By David G. Barry
The California State Teachers’ Retirement System (CalSTRS) has gotten the go-ahead to implement four proposals aimed at meeting its pledge to achieve net-zero portfolio emissions by 2050 – one of which would involve the movement of more than $20 billion.
The $301.5 billion pension fund received approval from its investment committee to reduce its portfolio carbon emissions by 50% by 2030, adopt a net-zero investment decision-making process, integrate climate scenarios into its asset-liability management framework, and establish a 20% target allocation to the MSCI ACWI Low Carbon Target Index.
CalSTRS’ efforts stand in stark contrast to the recent resolution that restricts the Florida State Board of Administration (SBA) in using environmental, social, and governance (ESG) factors in making investment decisions.
In remarks to the board, Chief Investment Officer Christopher Ailman said the proposals are an “initial step” to “shifting our global equity portfolio to a low-carbon world.”
CalSTRS’ investment team recommended the four actions essentially a year after the investment committee approved the net-zero emissions pledge – a pledge which staff said in a report that it has made “an extremely high priority.”
Under the net-zero investment decision-making process, CalSTRS will incorporate a complete analysis of the impact on risk, return, emissions and funding status associated with any investment decision presented to the investment committee. CalSTRS’ staff said it would be the first pension fund to do such analysis.
The move to establish a 20% target allocation to the low-carbon index would result in the reallocation of an estimated $21 billion. Currently, 42%, or roughly $125 billion, of CalSTRS’ portfolio is invested in public equity. CalSTRS, as of June 30, already managed $3.9 billion in the MSCI ACWI Low Carbon Target Index as part of its Sustainable Investment & Stewardship Strategies (SISS) Public Portfolio.
According to the staff report, the $3.9 billion represents approximately 44% of the SISS Public Portfolio and approximately 3% of CalSTRS’ total public equity exposure. A spokesperson for CalSTRS said the 3% that has been deployed is included in the 20% target figure.
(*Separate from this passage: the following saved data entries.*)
PR #362, opened 2025-02-16
Change default inhibit flags

### LINKED ISSUE #353: Manual suspend doesn't work anymore.
After updating my system (Arch Linux) a few days ago, manually suspending has stopped working. The button in the control center does nothing, and the power button prompts me to shut down the PC.

Running `systemctl hybrid-sleep` returns this:
`Operation inhibited by "username" (PID 1277 "gnome-session-b", user username), reason is "user session inhibited".`

I tried disabling my extensions one by one, and the one causing this is Caffeine. Also, if I just disable Caffeine from the control center, that allows me to suspend too.

stuarthayhurst:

CalSTRS’ report said that the MSCI ACW Low Carbon Target Index was chosen over four other indexes because it had “the highest carbon emissions reduction per unit of active risk” and staff has experience managing a portfolio that replicates the index.
In its report, CalSTRS said that with 74% of its public portfolio passively allocated and with public equities providing the most accurate and broadly available carbon emissions data, the 20% allocation to the low-carbon index is seen as the “as the most meaningful way” to reduce its total portfolio emissions.
CalSTRS said the 20% allocation to the index would reduce the emissions from its public equity portfolio by approximately 14% from the baseline level reported in May.
In getting approval, staff said it will reappear before the investment committee with a plan to implement the 20% allocation.